## EXTRACTED MATERIAL:
PR #4, opened 2020-11-28
feat: adjustments for APISIX 2.1 release

gxthrj:
Changes:
1. Add `namespace` for Kinds.
2. Explicit configure `allow_admin` in  `configmap`, because the `allow_admin` in `config.default.yaml` is configured.
3. Adjust `etcd` default configuration.
4. Remove `plugins` field if there is no plugin list, so the plugin list in `config.default.yaml` will be used.
5. Add etcd dependency install by default.
6. Modify README .


moonming (changes requested):
why add etcd bin file to repo？

gxthrj:
> why add etcd bin file to repo？

This is the helm way for installing dependencies.

[We can find Postgresql in Kong Charts](https://github.com/Kong/charts/tree/main/charts/kong/charts)

chart/apisix/Chart.yaml
```diff
@@ -31,9 +31,16 @@ type: application
...
 
 # This is the version number of the application being deployed. This version number should be
 # incremented each time you make changes to the application. Versions are not expected to
 # follow Semantic Versioning. They should reflect the version the application is using.
-appVersion: 1.16.0
+appVersion: 2.1.0
+
+dependencies:
+  - name: etcd
+    version: 5.2.1
```
membphis, line 43: `5.2.1`? I am confused with this version value

chart/apisix/values.yaml
```diff
@@ -95,34 +102,51 @@ admin:
     admin: edd1c9f034335f136f87ad84b625c8f1
     viewer: 4054f7cf07e344346cd3f287985e76a2
 
+allow:
+  # The ip range for allowing access to Apache APISIX
+  ipList:
+    - 127.0.0.1/24
+
 # APISIX plugins to be enabled
 plugins:
```
membphis, line 111: I think we can delete `plugins`, use the default list should be enough

chart/apisix/values.yaml
```diff
@@ -95,34 +102,51 @@ admin:
...
   - udp-logger
+  - uri-blocker
   - wolf-rbac
-  - proxy-cache
-  - tcp-logger
-  - proxy-mirror
-  - kafka-logger
-  - cors
+  - zipkin
 stream_plugins:
```
membphis, line 150: ditto

chart/apisix/Chart.yaml
gxthrj: This is etcd Charts version ，not the version of etcd.
It is Chart dependencies here.

gxthrj: In Charts, version is for Charts, appVersion is for the application.

chart/apisix/values.yaml
gxthrj: I keep it here is to leave a configuration item(placeholder) for users who wanted to use plugins belong themself.
 In fact, we can indeed set the plug-in list to be empty, I made it compatible.
But I am not sure if we should set the plugin list empty by default?

chart/apisix/values.yaml
gxthrj: I keep it here is to leave a configuration item(placeholder) for users who wanted to use plugins belong themself.
In fact, we can indeed set the plug-in list to be empty, I made it compatible.
But I am not sure if we should set the plugin list empty by default?

chart/apisix/Chart.yaml
```diff
@@ -31,9 +31,16 @@ type: application
 # This is the chart version. This version number should be incremented each time you make changes
 # to the chart and its templates, including the app version.
 # Versions are expected to follow Semantic Versioning (https://semver.org/)
-version: 0.1.0
+version: 2.1.0
```
ShiningRush, line 34: chart version is different with application version, our chart is not validated by many production, it is not stable now, so `0.x.x` would be better. `2.1.1` tells people it already production ready.

chart/apisix/values.yaml
membphis: only comment should be enough if you want the user to know how to use it

chart/apisix/templates/configmap.yaml
```diff
@@ -72,9 +73,14 @@ data:
       #    disk_path: "/tmp/disk_cache_two"
       #    cache_levels: "1:2"
 
-    #  allow_admin:                  # http://nginx.org/en/docs/http/ngx_http_access_module.html#allow
-    #    - 127.0.0.0/24              # If we don't set any IP list, then any IP access is allowed by default.
-    #    - 172.17.0.0/24
+      allow_admin:                  # http://nginx.org/en/docs/http/ngx_http_access_module.html#allow
```
ShiningRush, line 76: It is not a good design, we can not limit user config by predefined parameter.
Define a values parameter names `config`, then transform it's content to `config.yaml` would be better, it can give user full control to config.

lilien1010:
how about remove etcd binary file and use dependencies？

chart/apisix/templates/tests/test-connection.yaml
```diff
@@ -18,6 +18,7 @@ apiVersion: v1
 kind: Pod
 metadata:
   name: "{{ include "apisix.fullname" . }}-test-connection"
+  namespace: {{ .Release.Namespace }}
```
ShiningRush, line 21: We really need this pod? I think the health check is enough.

chart/apisix/templates/service-gateway.yaml
```diff
@@ -18,6 +18,7 @@ apiVersion: v1
 kind: Service
```
ShiningRush, line 18: Can this service work well?I found that there are some problems:
- it not config `selector`, it will not bind to any pods
- no ports specified, it will not proxy any traffic

chart/apisix/templates/ingress.yaml
```diff
@@ -25,6 +25,7 @@ apiVersion: extensions/v1beta1
 kind: Ingress
 metadata:
   name: {{ $fullName }}
+  namespace: {{ .Release.Namespace }}
```
ShiningRush, line 28: `Ingress` required cluster install `ingress-controller`, k8s cluster does not install any implement about it by default, so this CRD will not work.

chart/apisix/Chart.yaml
gxthrj: I am going to use the third minor version number as the helm version, keeping the first two consistent with APISIX. 
e.g. 2.1.x for chart version.

gxthrj: Ok, use 0.x.x first

chart/apisix/templates/configmap.yaml
gxthrj: Okay, we can do this config.yaml configuration in another issue #7 .

chart/apisix/templates/ingress.yaml
gxthrj: We can remove this first, and add it back when apisix-ingress-controller is ready.

chart/apisix/templates/service-gateway.yaml
gxthrj: `selector` is in the end of this file. It is defined in `_helpers.tpl`
`ports` is defined, the value is `gateway` in values.yaml

ShiningRush: Got it, hmmm, it is really too long

gxthrj:
> how about remove etcd binary file and use dependencies？

Ok, Apache also does not allow binary files in the project.
I will remove the etcd binary and add some command in README for dependeny installation.

ShiningRush (approved):

chart/apisix/templates/configmap.yaml
```diff
@@ -137,12 +143,19 @@ data:
         #  ipc_shared_dict: 100m        # custom shared cache, format: `cache-key: cache-size`
 
     etcd:
+    {{- if .Values.etcd.enabled }}
+      host:                                 # it's possible to define multiple etcd hosts addresses of the same etcd cluster.
+        - "http://{{ .Release.Name }}-etcd.{{ .Release.Namespace }}.svc.cluster.local:2379"
```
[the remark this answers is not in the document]
gxthrj: Done

chart/apisix/templates/deployment.yaml
```diff
@@ -77,13 +78,6 @@ spec:
               subPath: config.yaml
           resources:
             {{- toYaml .Values.resources | nindent 12 }}
```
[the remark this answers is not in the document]
gxthrj: Done

lilien1010 (approved):
LGTM

moonming (approved):

moonming (approved):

## WHAT IS EXPECTED:
Copy each line in the entries above where "compatible" turns up.

## RESPONSE:
 In fact, we can indeed set the plug-in list to be empty, I made it compatible.
In fact, we can indeed set the plug-in list to be empty, I made it compatible.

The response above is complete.